Ecosystem and Growth

The Core ecosystem is defined by two mutually reinforcing offerings:

  • Bitcoin Yield Product
  • EVM-Compatible BTCfi Platform

Non-custodial BTC staking both secures the Core network and delivers yield to Bitcoin holders. The yield is sourced from Core’s BTCfi platform, providing an endogenous source of Bitcoin value creation.

The Core network uses the EVM, which means much of Ethereum’s infrastructure is used. Wallets like MetaMask, developer tooling such as Hardhat, and DEXs such as SushiSwap are found on Core. This familiarity greatly reduces the development overhead and has other benefits, such as reducing the risk of exploits. Core’s ecosystem developers can leverage the learnings of EVM development on Ethereum, Arbitrum, Avalanche, and other EVM chains.

Sparks Incentive Program

In May 2024, Core DAO updated the Core Ignition Incentive Program to introduce Sparks, the network’s way of measuring user activity and engagement. This is synonymous with the “points” tracking that a number of popular pre-airdrop protocols began offering the past year.

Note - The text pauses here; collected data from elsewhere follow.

PR #196, opened 2020-11-16
Changes to dockerfile and makefile

sudswasavi:
These changes are being done due to the new docker rate limit
imposition on docker pulls. For internal CI frameworks, we would
like to use internal registry of base images for builds.


monotosh-avi (approved):

shubhamavi (approved):
needs cherry-pick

Users receive a daily allocation of Sparks, determined by their level of engagement and participation in the Core ecosystem. The more active and involved a user is, the greater their daily allocation of Sparks will be. Additionally, Core offers a multiplier on certain assets that adjusts your conversion rate (i.e., if you hold an asset with a 1.5x multiplier and earn 100 base Sparks a day, you'll receive an additional 50 Sparks through the asset multiplier, totaling 150 Sparks for the day).

Source: Core DAO

Core DAO announced a roadmap for the Sparks incentive program that includes additional multipliers based on tiers, which you can level up through network activity, and campaign multipliers, which are expected to start in late 2024.

Other Key Developments

Several other key developments and initiatives took place in Q2:

  • Crypto Debit Card (April 8) - In partnership with Mobilum, Core DAO launched a crypto debit card, aiming to give users an easier time transitioning between crypto and fiat on Core.
  • Various DeFi Integrations (May 8) - Symbiosis integrated Core into their DeFi product offerings, introducing cross-chain trading and asset management for several coins on the network.
  • New Venture Partnership (May 28) - Merkle 3s Capital joined the Core Venture network.
  • SolvBTC Integration (June 3) - Solv Protocol, an omnichain yield and liquidity infrastructure, integrated SolvBTC on Core.
  • Fireblocks Integration (June 6) Fireblocks, a digital asset manager with a large institutional user base, integrated Core.
Closing Summary

Q2 marked a period of growth and innovation within the network. The launch of non-custodial BTC staking and the expansion of DeFi protocols have driven increases in revenue, TVL, and active addresses. As Core continues to build its ecosystem around BTC, it is well-positioned to lead the next wave of BTC DeFi, offering secure, scalable, and programmable solutions for the broader blockchain community.

Core's continued success will depend on its ability to maintain its unique hybrid consensus model, attract new developers, and capitalize on idle liquidity to build a vibrant DeFi space on BTC. With its strong foundation and growing community, Core is poised for continued growth and resilience.